A bare handful of programs—again, this is a century after we began counting—can claim to have been scientifically validated according to the “gold standard” of measurement, using randomized control groups.
But for most social interventions, rigorous experimental testing is ethically problematic, extremely expensive, and yields results long after they would be useful for decision-making.
Even then, such results are subject to the evaluator Peter Rossi’s “iron law of evaluation,” namely, that “the expected value of any net impact assessment of any large-scale social program is zero.” As Mr. Rossi famously argued, very few assessments of large-scale social programs have found that the programs in question made any difference at all.
Perhaps that’s why recent surveys suggest that most donors and foundations are not in fact clamoring for more numbers in spite of all the hype.
For all the talk about strategic, data-driven grant making, the Center for Effective Philanthropy reports that very few foundations actually practice it. Even when measurements have been duly gathered, research shows that they have little impact on actual grant making, not affecting the amount of money spent on a program, no matter how clear the numbers seem to be.
When foundation program officers are being honest, they will in fact tell you that in most cases, after the data is collected, the reports sit in a corner somewhere in foundation headquarters gathering dust.
After all, who would be interested in them?
A program officer whose entire focus must be on preparing the next docket of grants, rather than on reviewing past grants?
A board member, whose preferences are determined far more concretely by whom he knows rather then what impersonal numbers might reveal?
Some researcher at another foundation, who gathers her data in a completely different format for a noncomparable program in a dissimilar locale?
As for government financing being determined by outcomes, simply consider the resounding silence and inaction that greeted the federal government’s latest gloomy data on the long-term effects of Head Start.
Government grant makers aren’t any more likely than private donors to take their own research seriously.
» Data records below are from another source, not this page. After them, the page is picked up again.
PR #5491, opened 2026-04-15
Update tour welcome page

sarahhaggarty:
This PR updates the Kotlin tour welcome page to:
* Shorten the introduction
* Place the tour buttons side by side
* Move the contents into parallel lists with icons


docs/images/tour/start-intermediate-tour.svg
koshachy, line 1: Do we still need this file? 🤔

koshachy (approved):
Niiiice!
It looks that you forgot to delete one file (or did I miss something?).

docs/images/tour/start-intermediate-tour.svg
sarahhaggarty: We still need it for the last page of the beginner tour. But it doesn't need to be shortened anymore so I reverted this change. Thanks for pointing it out!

Here too decisions are swayed far more often by inertia, interest-group pressure, and political connections than by abstract numerical rankings.
Now, I happen to believe that measurement is finally a futile way to approach grant making, so the lack of enthusiasm for its actual employment is neither particularly surprising nor disturbing to me.
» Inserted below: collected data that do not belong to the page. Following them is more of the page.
PR #5508, opened 2026-04-28
Annotations in metadata enabled by default in Kotlin 2.4.0

sarahhaggarty:
This PR updates the docs to explain that annotations in metadata are enabled by default from Kotlin 2.4.0.

### DIFF
--- a/docs/topics/metadata-jvm.md
+++ b/docs/topics/metadata-jvm.md
@@ -177,32 +177,19 @@ fun main() {
 ```
 
 ### Write and read annotations in metadata
-<primary-label ref="experimental-general"/>
 
-You can store annotations in Kotlin metadata and access them using the `kotlin-metadata-jvm` library.
-This removes the need to match annotations by signature, making access more reliable for overloaded declarations.
+Kotlin stores annotations in both bytecode and Kotlin metadata. If you use the `kotlin-metadata-jvm` library to read or
+write annotations, you work with their metadata representation.
 
-To make annotations available in the metadata of your compiled files, add the following compiler option:
+> Kotlin stores annotations in Kotlin metadata starting with Kotlin 2.4.0. If you inspect class files compiled with earlier versions,
+> the annotations aren't present in the metadata.
+>
+{style="note"}
 
-```kotlin
--Xannotations-in-metadata
-```
+When you change the annotations in metadata, make sure they stay consistent with the annotations stored in bytecode.
+If they get out of sync, tools that rely on reflection or bytecode analysis may report different results than tools that read Kotlin metadata.
 
-Alternatively, add it to the `compilerOptions {}` block of your Gradle build file:
-
-```kotlin
-// build.gradle.kts
-kotlin {
-    compilerOptions {
-        freeCompilerArgs.add("-Xannotations-in-metadata")
-    }
-}
-```
-
-When you enable this option, the Kotlin compiler writes annotations into metadata alongside the JVM bytecode,
-making them accessible to the `kotlin-metadata-jvm` library.
-
-The library provides the following APIs for accessing annotations:
+The `kotlin-metadata-jvm` library provides the following APIs for accessing annotations:
 
 * `KmClass.annotations`
 * `KmFunction.annotations`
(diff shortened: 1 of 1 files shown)


udalov (changes requested):
To someone not familiar with the history or the reasons why we stored annotations in bytecode only, and then started to store them in metadata as well, this page might now read a bit strange. For example, the part about "This removes the need ...". Also, the part about this API being experimental, which it isn't anymore.

I think this section should be rewritten, and the main part should be about the problem of keeping the annotations consistent between bytecode and metadata if you use kotlin-metadata-jvm to modify annotations. And we should leave the note somewhere, that annotations are stored in metadata only since Kotlin 2.4.0.

sarahhaggarty:
> To someone not familiar with the history or the reasons why we stored annotations in bytecode only, and then started to store them in metadata as well, this page might now read a bit strange. For example, the part about "This removes the need ...". Also, the part about this API being experimental, which it isn't anymore.
> 
> I think this section should be rewritten, and the main part should be about the problem of keeping the annotations consistent between bytecode and metadata if you use kotlin-metadata-jvm to modify annotations. And we should leave the note somewhere, that annotations are stored in metadata only since Kotlin 2.4.0.

Thanks @udalov! I rewrote the section as you suggested. What do you think? 
Our docs are written to reflect the latest Stable version of Kotlin, which will be 2.4.0 when this is published. So I won't add this detail here. It will be present in the What's new for Kotlin 2.4.0 though.

docs/topics/metadata-jvm.md
udalov: Let's remove this, they're no longer experimental

udalov:
> Our docs are written to reflect the latest Stable version of Kotlin, which will be 2.4.0 when this is published. So I won't add this detail here. It will be present in the What's new for Kotlin 2.4.0 though.

You might use kotlin-metadata-jvm 2.4.0 to inspect class files compiled by Kotlin version earlier than 2.4.0, which lacked annotations in metadata. We have to support those class files indefinitely, so IMHO it's a pretty significant detail for users of kotlin-metadata-jvm.

udalov (changes requested):

sarahhaggarty:
> > Our docs are written to reflect the latest Stable version of Kotlin, which will be 2.4.0 when this is published. So I won't add this detail here. It will be present in the What's new for Kotlin 2.4.0 though.
> 
> You might use kotlin-metadata-jvm 2.4.0 to inspect class files compiled by Kotlin version earlier than 2.4.0, which lacked annotations in metadata. We have to support those class files indefinitely, so IMHO it's a pretty significant detail for users of kotlin-metadata-jvm.

I understand. I've made an exception and added a note to the text. Please let me know what you think!

udalov (approved):

docs/topics/metadata-jvm.md
```diff
@@ -177,32 +177,19 @@ fun main() {
 ```
 
 ### Write and read annotations in metadata
-<primary-label ref="experimental-general"/>
 
-You can store annotations in Kotlin metadata and access them using the `kotlin-metadata-jvm` library.
-This removes the need to match annotations by signature, making access more reliable for overloaded declarations.
+Kotlin stores annotations in both bytecode and Kotlin metadata. If you use the `kotlin-metadata-jvm` library to read or
+write annotations, you work with the metadata representation.
```
daniCsorbaJB:
```suggestion
write annotations, you work with their metadata representation.
```

docs/topics/metadata-jvm.md
```diff
@@ -177,32 +177,19 @@ fun main() {
...
-```kotlin
-// build.gradle.kts
-kotlin {
-    compilerOptions {
-        freeCompilerArgs.add("-Xannotations-in-metadata")
-    }
-}
-```
+> Kotlin stores annotations in Kotlin metadata starting with Kotlin 2.4.0. If you inspect class files compiled with earlier versions,
+> the annotations aren't present.
```
daniCsorbaJB:
```suggestion
> the annotations aren't present in the metadata.
```

daniCsorbaJB: not sure if needed just for clarity perhaps? WDYT? 🤔

docs/topics/metadata-jvm.md
```diff
@@ -177,32 +177,19 @@ fun main() {
...
+>
+{style="note"}
 
-When you enable this option, the Kotlin compiler writes annotations into metadata alongside the JVM bytecode,
-making them accessible to the `kotlin-metadata-jvm` library.
+When you change the annotations in metadata, make sure they stay consistent with the annotations stored in bytecode.
+If they get out of sync, tools that rely on reflection or bytecode analysis may see different results than tools that read Kotlin metadata.
```
daniCsorbaJB:
```suggestion
If they get out of sync, tools that rely on reflection or bytecode analysis may report different results than tools that read Kotlin metadata.
```

daniCsorbaJB: see vs report not sure which is more accurate so whichever you think fits more

daniCsorbaJB (approved):
Thank you for the update — looks good to me, I only left a couple of suggestions 🚀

But my own relaxed view cannot be taken by those hard-pressed nonprofits, struggling every day to meet mounting needs with shrinking resources, who are now enduring yet another series of lectures on how foundations and governments are going to crack the metric whip—and this time we really mean it!
If only those nonprofits had the luxury to speak the truth to those upon whom they rely for money, they might say something like this:
“The last thing we need right now is to devote yet more time to gathering data that won’t affect your decision one way or another—even if you bothered looking at it, and that cannot be used anyway to build up a coherent or useful body of research for grant making.”
Those nonprofits might continue: “We’re working like crazy to respond to the people who need us. If gathering numbers is what you care about, then end the futile gestures that have governed one hundred years of grantmaking.
“Let’s decide jointly on a simple, coherent, user-friendly system to which we can both pay attention, which will prevail over bureaucratic inertia and political connections, and which will feed into a serious body of knowledge. But until then, stop pretending that the problem is our lack of acceptable performance, rather than your lack of serious purpose.”
My fear is that those words will never be spoken, and that the burden of futile and pointless measurement will only continue to grow.